PR #924, opened 2026-04-16
Feature/assets 854 file search

### LINKED ISSUE #790: Volltextsuche: Sammelissue
**Beschreibung**

Neben Elastic Search für die Metadaten soll eine Volltextsuche in den pdf-Dateien gemäss den Vorgaben in Figma entwickelt werden (vgl. https://www.figma.com/design/cEiOoOazAQZqpRY92ZhBeO/swissgeol?node-id=14124-241293&p=f).

Fortsetzung von Issue #25 
Dieses Issue wird aufgeteilt in mehrere Unteraufgaben, da es ein sehr Umfangreiches Feature ist.
Folgende Aufgaben stehen an: 

- Konzept (#853):  erarbeiten, wie der Text der Dateien von S3 in das Assets Backend gespiesen wird und in welcher Form er da gespeichert wird. In Absprache/ unter Berücksichtigung von #733 
- Backend (#854): Backend ergänzen um entsprechende Felder/Funktionalität, dass Volltexte gespeichert werden können und ElasticSearch um den Volltext Index ergänzt werden kann
- Frontend (#856): Umsetzung gemäss Figma und Spezifikation 

**Acceptance Criteria**

- [ ] Die pdf-Dateien/Dokumente lassen sich mittels Volltextsuche inhaltlich durchsuchen.

vej-ananas:
Resolves #790 #854 #856


.github/workflows/publish-prod.yml
```diff
@@ -55,7 +55,7 @@ jobs:
         run: |
           content=$(awk '
             BEGIN { found = 0 }
-            /^## \[/ {
+            /^## / {
```
wendlans, line 58: This is the only change in the workflows: was it done intentionally?

apps/client-asset-sg/src/app/i18n/translations-guidelines.md
```diff
@@ -9,3 +9,7 @@ Newly added Keys (since 22.01.2026)
 - pdfNoLongerAvailable
 - directLink
 - directLinkCopied
+
```
wendlans, line 12: What about `textMatch`, `page`, ...?

apps/server-asset-sg/src/features/assets/search/file-search.service.ts
```diff
@@ -0,0 +1,98 @@
...
+          },
+        },
+        countAggs: { totalAssets: { field: 'assetId' } },
+      },
+    );
+
+    const data: FileSearchResultItem[] = [];
+    for (const hit of results.values()) {
+      data.push({
+        fileId: Number(hit.source?.['fileId']),
```
wendlans, line 67: Just a quick question: It's not a problem that this can become `NaN`, right? (same with the other properties)

apps/server-asset-sg/src/features/assets/search/file-search-writer.service.ts
```diff
@@ -0,0 +1,369 @@
...
+  constructor(
+    private readonly elastic: ElasticsearchClient,
+    private readonly prisma: PrismaClient,
+    private readonly geometryRepo: GeometryRepo,
+    private readonly options: SearchWriterOptions,
+  ) {
+    this.eager = options.isEager ? this.fetchEager() : Promise.resolve(null);
+  }
+
+  async write(oneOrMore: AssetFileId | AssetFileId[]): Promise<void> {
```
wendlans, line 56: Why aren't you just using `assetFileIds: AssetFileId[]`? If it's only one it's easy to just add it to an array before running this command.

apps/server-asset-sg/src/features/assets/search/file-search.writer.ts
```diff
@@ -0,0 +1,369 @@
...
+      index: this.options.index,
+      query: { terms: { fileId: fileIds } },
+      refresh: false,
+      ignore_unavailable: true,
+    });
+
+    const operations: Array<BulkOperationContainer | ElasticsearchFilePage> = [];
+
+    for (const file of fileRecords) {
+      const pages = file.fulltextContent as unknown as FulltextContent[] | null;
```
wendlans: I don't like this solution of using a double assertion. It would be better to use a helper function to check for the type and transform it properly.

apps/server-asset-sg/src/features/assets/search/file-search.writer.ts
```diff
@@ -0,0 +1,369 @@
...
+      ignore_unavailable: true,
+    });
+
+    const allOperations: Array<BulkOperationContainer | ElasticsearchFilePage> = [];
+
+    const processQueue = new ProcessQueue(QUEUE_SIZE);
+    const operationsByAsset: Array<Array<BulkOperationContainer | ElasticsearchFilePage>> = Array(assets.length);
+
+    for (let j = 0; j < assets.length; j++) {
+      const i = j;
```
wendlans: Why reassigning `j`?

apps/server-asset-sg/src/features/assets/search/file-search.writer.ts
```diff
@@ -0,0 +1,369 @@
...
+      const asset = assets[i];
+      processQueue
+        .add(async () => {
+          operationsByAsset[i] = await this.mapAssetFilesToElastic(asset);
+        })
+        .then();
```
wendlans: You could just use `await` at the beginning instead of `then()` here

apps/server-asset-sg/src/features/assets/search/file-search.writer.ts
```diff
@@ -0,0 +1,369 @@
...
+        fulltextContent: true,
+      },
+    });
+
+    return files
+      .filter((f) => f.fulltextContent != null)
+      .map((f) => ({
+        fileId: f.id,
+        fileName: f.nameAlias ?? f.name,
+        pages: f.fulltextContent as unknown as FulltextContent[],
```
wendlans: Same here: I don't like this solution of using a double assertion. It would be better to use a helper function to check for the type and transform it properly.

apps/server-asset-sg/src/features/assets/search/file-search.writer.ts
```diff
@@ -0,0 +1,369 @@
...
+        nameAlias: true,
+        fulltextContent: true,
+      },
+    });
+    const mapping = new Map<number, { fileName: string; pages: FulltextContent[] }>();
+    for (const file of files) {
+      if (file.fulltextContent != null) {
+        mapping.set(file.id, {
+          fileName: file.nameAlias ?? file.name,
+          pages: file.fulltextContent as unknown as FulltextContent[],
```
wendlans: And same here

apps/server-asset-sg/src/features/assets/search/file-search-writer.service.ts
wendlans, line 1: General question: when do you create unit tests in this project? This writer contains a lot of logic but not a single unit tests.
**EDIT**: same question for all other `util`, `service`, `writer` and other classes in the backend that contain a lot of logic.

apps/server-asset-sg/src/features/assets/search/search-query.utils.ts
```diff
@@ -0,0 +1,250 @@
+import { ElasticsearchAsset, SearchQueries, SearchType, User } from '@asset-sg/shared/v2';
+import {
+  AggregationsAggregationContainer,
+  QueryDslDateRangeQuery,
+  QueryDslQueryContainer,
+} from '@elastic/elasticsearch/lib/api/types';
+import { AGGREGATION_NUMBER_OF_BUCKETS, SEARCHABLE_FIELDS } from '@/features/assets/search/asset-search.constants';
+import { mapLv95ToElastic } from '@/features/assets/search/asset-search.utils';
+
+export interface PageOptions {
```
wendlans, line 10: Just a question: how do you organize files in this project? I'm seeing a mixture between functions, static methods, interfaces, normal classes all mixed in some files. Is there a structure to this?

libs/shared/v2/src/lib/models/search/search-query.ts
```diff
@@ -5,8 +5,17 @@ import { GeometryType } from '../geometry';
 import { LocalizedItemCode } from '../localized-item';
 import { WorkgroupId } from '../workgroup';
 
-export interface AssetSearchQuery {
+export enum SearchType {
```
wendlans, line 9: Prefer union types over enums in typescript.

apps/server-asset-sg/src/features/assets/search/search-query.utils.ts
```diff
@@ -0,0 +1,250 @@
...
+  limit?: number;
+  offset?: number;
+}
+
+export const mapQueryToElasticDsl = (query: SearchQueries, user: User): QueryDslQueryContainer => {
```
wendlans, line 15: Optional cosmetic: I'd prefer `function` instead of  `xyz = () => {}`
**EDIT**: I've just seen that this format is used everywhere in this file - you can ignore this comment.

apps/server-asset-sg/src/features/assets/search/search-query.utils.ts
```diff
@@ -0,0 +1,250 @@
...
+  if (query.authorId != null) {
+    filters.push({
+      term: {
+        authorIds: query.authorId,
+      },
+    });
+  }
+  if (query.createdAt != null && Object.keys(query.createdAt).length > 0) {
+    const createdAtFilter: QueryDslDateRangeQuery = {
+      format: 'yyyy-MM-dd',
```
wendlans: Magic string

apps/server-asset-sg/src/features/assets/search/search-query.utils.ts
```diff
@@ -0,0 +1,250 @@
...
+ */
+export const normalizeFieldQuery = (query: string): string =>
+  query
+    .replace(/title(_*)public:/gi, 'title:')
+    .replace(/title(_*)original:/gi, 'originalTitle:')
+    .replace(/contact(_*)name:/gi, 'contactNames:')
+    .replace(/asset(_*)id:/gi, 'id:')
+    .replace(/sgs(_*)id:/gi, 'sgsId:');
+
+export type MakeAggregationFunction = (
```
wendlans: You don't have to export this one. It's only used here. In exactly one place.

apps/server-asset-sg/src/features/assets/search/search-query.utils.ts
```diff
@@ -0,0 +1,250 @@
...
+ * Each aggregation bucket excludes its own field from the query filter so that
+ * selecting a value in one facet doesn't collapse that facet's own counts.
+ *
+ * When the caller passes a `queryOverride` (e.g. for the unrestricted workgroup bucket),
+ * that override is used as the base query instead of the default.
+ */
+export const createMakeAggregation = (query: SearchQueries, user: User): MakeAggregationFunction => {
+  return (operator, groupName, fieldName, queryOverride) => {
+    const baseQuery = queryOverride ?? query;
+    const { filter, aggs } = mapQueryToElasticDslParts({ ...baseQuery, [groupName]: undefined } as SearchQueries, user);
```
wendlans: What's going on here? why is the assertion needed?

apps/server-asset-sg/src/features/assets/search/search-writer.service.ts
```diff
@@ -0,0 +1,156 @@
...
+    await this.elastic.indices.create({ index: SYNC_INDEX });
+    await this.elastic.indices.putMapping({ index: SYNC_INDEX, ...indexMapping });
+
+    await this.elastic.indices.create({ index: FILE_SYNC_INDEX });
+    await this.elastic.indices.putMapping({ index: FILE_SYNC_INDEX, ...fileIndexMapping });
+
+    const writer = this.getAssetWriter({ index: SYNC_INDEX, isEager: true });
+    const fileWriter = this.getFileWriter({ index: FILE_SYNC_INDEX, isEager: true });
+    let offset = 0;
+    for (;;) {
```
wendlans:
```suggestion
    while (true) {
```
**EDIT:** here and anywhere else

apps/server-asset-sg/src/features/assets/search/asset-search-writer.service.ts
wendlans, line 1: What's up with the file naming? Shouldn't it be `asset-search-writer.service.ts`?
Same question for the other `writer.ts` file.

apps/server-asset-sg/src/features/assets/search/search.service.ts
```diff
@@ -0,0 +1,394 @@
...
+  /** Additional cardinality aggregations to compute alongside the search. */
+  countAggs?: Record<string, { field: string }>;
+}
+
+export interface SearchHitData {
+  fields?: Record<string, unknown[]>;
+  source?: Record<string, unknown>;
+  innerHits?: Record<
+    string,
+    Array<{
```
wendlans: Pure cosmetic: there is a wild mix between using `Array<type>` and `type[]`. Both are fine but I'd prefer one or the other throughout the project and I have a slight preference of the later.

apps/server-asset-sg/src/features/assets/search/search.service.ts
```diff
@@ -0,0 +1,394 @@
...
+    const { must, filter, aggs } = mapQueryToElasticDslParts(query, user);
+
+    const totalHitsResponse = await this.elastic.search({
+      index: this.index,
+      size: 0,
+      query: { bool: { must, filter } },
+      track_total_hits: true,
+      aggs,
+    });
+    const rawHitCount = (totalHitsResponse.hits.total as SearchTotalHits).value;
```
wendlans, line 131: Type assertions are always dangerous to use and should only be used if you're absolutely certain that the `type` is that and only that at that moment.
If you're not sure the cleaner way would be to check what kind of type `total` is here before accessing it.

apps/server-asset-sg/src/features/assets/search/search.service.ts
```diff
@@ -0,0 +1,394 @@
...
+      (totalHitsResponse.aggregations?.['distinct_assets'] as { value: number } | undefined)?.value ?? rawHitCount;
+    const totalFiles =
+      (totalHitsResponse.aggregations?.['distinct_files'] as { value: number } | undefined)?.value ?? 0;
+    const isNotAdminEdgecase = options?.unrestrictedWorkgroupQuery === undefined;
+    if (totalHits === 0 && isNotAdminEdgecase) {
+      return makeEmptyAssetSearchStats();
+    }
+
+    const makeAggregation = createMakeAggregation(query, user);
+    const aggregations = {
```
wendlans, line 144: There are a lot of magic strings/types in here.

apps/server-asset-sg/src/features/assets/search/search.service.ts
```diff
@@ -0,0 +1,394 @@
...
+    const aggResults = (
+      await this.elastic.search({
+        index: this.index,
+        size: 0,
+        query: { bool: { must } },
+        track_total_hits: true, // TODO: necessary?
+        aggregations,
+        filter_path: ['aggregations.*.a.buckets.*', 'aggregations.*.a.value'],
+      })
+    ).aggregations as unknown as NestedAggResult<AssetAggResult>;
```
wendlans: It's not the cleanest solution but better than a double assertion.
```suggestion
    ).aggregations as NestedAggResult<AssetAggResult> | undefined;
```

apps/server-asset-sg/src/features/assets/search/search.service.ts
```diff
@@ -0,0 +1,394 @@
...
+    elasticQuery: QueryDslQueryContainer,
+    page: PageOptions,
+    state: SearchState<EntityId>,
+    config?: SearchConfig,
+  ): Promise<boolean> {
+    const offset = page.offset ?? 0;
+    let remainingOffset = offset;
+    while (remainingOffset > 0) {
+      const remainingLimit = Math.min(SEARCH_BATCH_SIZE, remainingOffset);
+      if (remainingLimit <= 0) {
```
wendlans, line 202: This shouldn't be possible, right?

apps/server-asset-sg/src/features/assets/search/search.service.ts
```diff
@@ -0,0 +1,394 @@
...
+        config,
+      });
+      if (state.lastEntityId == null && state.totalCount != null && state.totalCount < offset) {
+        return false;
+      }
+      if (response.hits.hits.length < remainingLimit) {
+        return false;
+      }
+      remainingOffset -= response.hits.hits.length;
+      state.lastEntityId = response.hits.hits[response.hits.hits.length - 1].sort?.[0] as EntityId;
```
wendlans, line 217: Is the `as EntityId` necessary?

apps/server-asset-sg/src/features/assets/search/search.service.ts
```diff
@@ -0,0 +1,394 @@
...
+    return state.totalCount == null || state.totalCount > offset;
+  }
+
+  private async doSearchByOffset(
+    elasticQuery: QueryDslQueryContainer,
+    page: PageOptions,
+    state: SearchState<EntityId>,
+    config?: SearchConfig,
+  ) {
+    for (;;) {
```
wendlans:
```suggestion
    while(true) {
```

apps/server-asset-sg/src/features/assets/search/search.service.ts
```diff
@@ -0,0 +1,394 @@
...
+   * @param query The Elasticsearch query.
+   * @param page Pagination options (offset, limit).
+   * @param config Optional search configuration for controlling fields, sorting, and collapse.
+   */
+  public async search(
+    query: QueryDslQueryContainer,
+    page: PageOptions = {},
+    config?: SearchConfig,
+  ): Promise<PaginatedSearchResult<EntityId>> {
+    const state: SearchState<EntityId> = {
```
wendlans, line 94: Generally: I don't like the approach to use an object as argument of one or more methods in which it gets manipulated as a side effect. It's a hidden mechanic that requires you to have full knowledge on what's going on in detail.

apps/server-asset-sg/src/features/assets/search/search.service.ts
```diff
@@ -0,0 +1,394 @@
...
+      }
+      const response = await this.executeSearchQuery(elasticQuery, state, {
+        limit: remainingLimit,
+        fetchData: true,
+        config,
+      });
+      if (response.hits.hits.length === 0) {
+        return;
+      }
+      for (const hit of response.hits.hits) {
```
wendlans, line 242: There are a couple of type assertions within this for loop: are they safe?

apps/server-asset-sg/src/features/assets/search/search.service.ts
```diff
@@ -0,0 +1,394 @@
...
+   * Supports configurable sort field, field collapse, source/stored fields, and inner hits.
+   */
+  private async executeSearchQuery(
+    elasticQuery: QueryDslQueryContainer,
+    state: SearchState<EntityId>,
+    options: { limit: number; fetchData: boolean; config?: SearchConfig },
+  ): Promise<SearchResponse> {
+    const entityIdField = options.config?.entityIdField ?? 'id';
+    // eslint-disable-next-line @typescript-eslint/no-explicit-any
+    const searchParams: Record<string, any> = {
```
wendlans: Remove `// eslint-disable-next-line @typescript-eslint/no-explicit-any` and use the correct type here:
```suggestion
    const searchParams: SearchRequest = {
```

apps/server-asset-sg/src/features/assets/search/search.service.ts
```diff
@@ -0,0 +1,394 @@
...
+      track_total_hits: state.totalCount == null,
+    };
+
+    if (state.lastEntityId != null) {
+      searchParams['search_after'] = [state.lastEntityId];
+    }
+
+    // Collapse configuration for grouping results (e.g., pages by fileId).
+    if (options.config?.collapse) {
+      const collapseParam: Record<string, unknown> = {
```
wendlans:
```suggestion
      const collapseParam: SearchFieldCollapse = {
```

apps/server-asset-sg/src/features/assets/search/search.service.ts
wendlans: **EDIT**: you can replace all `object['xyz']` access with direct access `object.xyz` now

apps/server-asset-sg/src/features/assets/search/search.service.ts
```diff
@@ -0,0 +1,394 @@
...
+          ...(ih.highlight ? { highlight: { fields: ih.highlight, highlight_query: elasticQuery } } : {}),
+          ...(ih.sort ? { sort: ih.sort } : {}),
+        };
+      }
+      searchParams['collapse'] = collapseParam;
+    }
+
+    // Add cardinality aggregations on the first query for accurate counts.
+    if (state.totalCount == null) {
+      // eslint-disable-next-line @typescript-eslint/no-explicit-any
```
wendlans: Search for the correct type instead of using `any`.

apps/server-asset-sg/src/features/assets/sync/asset-sync.controller.ts
```diff
@@ -33,6 +33,21 @@ export class AssetSyncController {
...
+  async showFullTextState(@Res() res: Response): Promise<{ progress: number } | void> {
+    try {
+      const state = await this.fileFulltextSyncService.show();
+      if (state === null) {
+        res.status(204).end();
+        return;
+      }
+      res.status(200).json({ progress: state.progress }).end();
+    } catch (e) {
+      throw new HttpException(`${e}`, 500);
```
wendlans, line 47: General question: isn't it potentially dangerous to return the full error to the client? It could potentially contain some sensitive information, right?

apps/server-asset-sg/src/features/assets/sync/file-fulltext-sync.service.ts
```diff
@@ -52,14 +54,56 @@ export class FileFulltextSyncService extends AtomicProgressService<FileFulltextS
...
+
+    const total = await this.assetRepo.count();
+    if (total === 0) {
+      this.logger.debug('No assets to index files for');
+      await writeProgress(1);
+      return;
+    }
+
+    const fileWriter = this.searchWriterService.getFileWriter({
+      index: 'swissgeol_asset_file',
```
wendlans:
```suggestion
      index: FILE_ELASTIC_INDEX,
```

libs/asset-viewer/src/lib/components/asset-search-results/asset-search-results.component.html
```diff
@@ -87,6 +102,52 @@
           ></tr>
         </table>
       </div>
-    </div>
-  }
-</ng-container>
+    }
+    @if (searchQuery.type === SearchType.File) {
+      <div class="table-container">
```
wendlans, line 107: It would probably make sense to split this whole `File` part into its own separate component.

libs/asset-viewer/src/lib/components/asset-search-results/asset-search-results.component.ts
```diff
@@ -36,19 +49,29 @@ export class AssetSearchResultsComponent implements OnInit, OnDestroy {
     'createDate',
   ];
 
+  protected readonly FILE_COLUMNS = ['fileName', 'assetTitle', 'pages', 'actions'];
+
+  public activeTab: 'assets' | 'files' = 'assets';
```
wendlans: Can be removed. This is only used in `setActiveTab` which is unused.

libs/asset-viewer/src/lib/components/asset-search-results/asset-search-results.component.ts
```diff
@@ -79,6 +102,10 @@ export class AssetSearchResultsComponent implements OnInit, OnDestroy {
     }
   }
 
+  public setActiveTab(tab: 'assets' | 'files'): void {
```
wendlans: This is currently unused.

libs/asset-viewer/src/lib/components/asset-viewer-page/asset-viewer-page.component.ts
```diff
@@ -89,12 +74,7 @@ export class AssetViewerPageComponent implements OnInit, OnDestroy {
   public hasCurrentAsset$ = this.store.select(fromAppShared.selectHasCurrentAsset);
 
   public isFiltersOpen$ = this.store.select(selectIsFiltersOpen);
-
-  public searchTextKeyDown$ = new Subject<KeyboardEvent>();
-  private readonly searchTextChanged$ = this.searchTextKeyDown$.pipe(
-    filter((event) => event.key === 'Enter'),
-    map((event) => (event.target as HTMLInputElement).value),
-  );
+  public searchQuery$ = this.store.select(selectSearchQuery).pipe(map((q) => q.text ?? ''));
```
wendlans: unused

libs/asset-editor/src/lib/components/asset-editor-sync/asset-editor-sync.component.ts
```diff
@@ -27,21 +33,43 @@ export class AssetEditorSyncComponent implements OnInit {
...
+    await this.loopSyncProgress();
   }
 
-  private async loopAssetSyncProgress() {
+  async synchronizeFilesToElastic() {
+    if (this.fileSyncProgress !== null) {
+      return;
+    }
+    this.fileSyncProgress = 0;
+    await resolveFirst(this.httpClient.post('/api/assets/sync/full-text?reloadFromS3=true', null));
```
wendlans: Why is this component accessing the web server directly while others are using a dedicated service to do so? (e.g. `asset-search.service.ts`)

libs/asset-viewer/src/lib/services/viewer-controller.service.ts
```diff
@@ -135,28 +143,43 @@ export class ViewerControllerService {
...
   private async loadResults(
-    query: AssetSearchQuery,
+    query: SearchQueries,
     options: { force?: boolean; skipAssetReset?: boolean } = {},
   ): Promise<void> {
     // Always load results when favoritesOnly is true, even if other search criteria are empty
     if (!options.force && isEmptySearchQuery(query) && !query.favoritesOnly) {
-      this.store.dispatch(actions.setResults({ results: makeEmptyAssetSearchResults(), isLoading: false }));
+      this.store.dispatch(actions.setAssetsResults({ results: makeEmptyAssetSearchResults(), isLoading: false }));
+      this.store.dispatch(actions.setFileResults({ fileResults: makeEmptyFileSearchResults(), isLoading: false }));
```
wendlans: To use multiple dispatches is an anti-pattern with NgRx and can usually be solved by creating a new action that combines both.

libs/asset-viewer/src/lib/services/viewer-controller.service.ts
```diff
@@ -135,28 +143,43 @@ export class ViewerControllerService {
...
     }
-    this.store.dispatch(actions.setResults({ isLoading: true }));
-    const results = await firstValueFrom(this.assetSearchService.search(query));
-    this.store.dispatch(actions.setResults({ results, isLoading: false }));
-    if (results.data.length === 1) {
-      await this.loadAsset(results.data[0].id);
-    } else if (!options.skipAssetReset) {
-      this.store.dispatch(appSharedStateActions.setCurrentAsset({ asset: null, isLoading: false }));
+
+    if (query.type === SearchType.File) {
```
wendlans: Use a `switch-case` here; it's better if additional search types will be added in the future.

libs/asset-viewer/src/lib/services/viewer-controller.service.ts
```diff
@@ -135,28 +143,43 @@ export class ViewerControllerService {
...
     }
   }
 
-  private async loadStats(query: AssetSearchQuery): Promise<void> {
+  private async loadStats(query: SearchQueries): Promise<void> {
     this.store.dispatch(actions.setStats({ isLoading: true }));
-    const stats = await firstValueFrom(this.assetSearchService.searchStats(query));
-    this.store.dispatch(actions.setStats({ stats, isLoading: false }));
+    let stats: AssetSearchStats | undefined;
+    if (query.type === SearchType.File) {
```
wendlans: Same here: use a `switch-case` instead

libs/client-shared/src/lib/components/search-input/search-input.component.ts
```diff
@@ -0,0 +1,24 @@
...
+import { SvgIconComponent } from '@ngneat/svg-icon';
+import { TranslatePipe } from '@ngx-translate/core';
+
+@Component({
+  selector: 'asset-sg-search-input',
+  imports: [SvgIconComponent, TranslatePipe, FormsModule],
+  templateUrl: './search-input.component.html',
+  styleUrl: './search-input.component.scss',
+})
+export class SearchInputComponent {
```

═══

Exercise brief
Restate, word for word, the listing above from its first line through the line that contains "Folgende Aufgaben stehen", keeping both of those lines.

Exercise response
PR #924, opened 2026-04-16
Feature/assets 854 file search

### LINKED ISSUE #790: Volltextsuche: Sammelissue
**Beschreibung**

Neben Elastic Search für die Metadaten soll eine Volltextsuche in den pdf-Dateien gemäss den Vorgaben in Figma entwickelt werden (vgl. https://www.figma.com/design/cEiOoOazAQZqpRY92ZhBeO/swissgeol?node-id=14124-241293&p=f).

Fortsetzung von Issue #25 
Dieses Issue wird aufgeteilt in mehrere Unteraufgaben, da es ein sehr Umfangreiches Feature ist.
Folgende Aufgaben stehen an: 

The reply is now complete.